PR #403, opened 2024-11-07
fix: settings page should not trigger logout

abhinavrastogi-harness:
- user profile should not trigger logout
- cancelling repo creation should not crash
- handle api errors on repo list page
- disable automatic retries for GET calls

### DIFF
--- a/apps/gitness/src/pages/repo-sandbox/repo-sandbox-list.tsx
+++ b/apps/gitness/src/pages/repo-sandbox/repo-sandbox-list.tsx
@@ -1,4 +1,4 @@
-import { Link } from 'react-router-dom'
+import { Link, useNavigate } from 'react-router-dom'
 import { parseAsInteger, useQueryState } from 'nuqs'
 import { Button, Spacer, Text } from '@harnessio/canary'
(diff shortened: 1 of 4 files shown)


apps/gitness/src/pages/repo-sandbox/repo-sandbox-list.tsx
```diff
@@ -26,22 +26,45 @@ const LinkComponent = ({ to, children }: { to: string; children: React.ReactNode
...
   const totalPages = parseInt(headers?.get(PageResponseHeader.xTotalPages) || '')
 
   const renderListContent = () => {
     if (isFetching) return <SkeletonList />
 
+    if (isError)
+      return (
+        <NoData
+          title="Error"
+          description={[error.message || '']}
```
sans-harness, line 58: NIT: Maybe we could provide a default error message in case `error.message` is null/undefined?

sans-harness (approved):

apps/gitness/src/pages/repo-sandbox/repo-sandbox-list.tsx
abhinavrastogi-harness: Good idea. Will add in a follow up PR.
=======
EXERCISE INSTRUCTIONS
Within the entries, find all lines that contain "from" and copy each one.

RESULT OF THE EXERCISE
-import { Link } from 'react-router-dom'
+import { Link, useNavigate } from 'react-router-dom'
 import { parseAsInteger, useQueryState } from 'nuqs'
 import { Button, Spacer, Text } from '@harnessio/canary'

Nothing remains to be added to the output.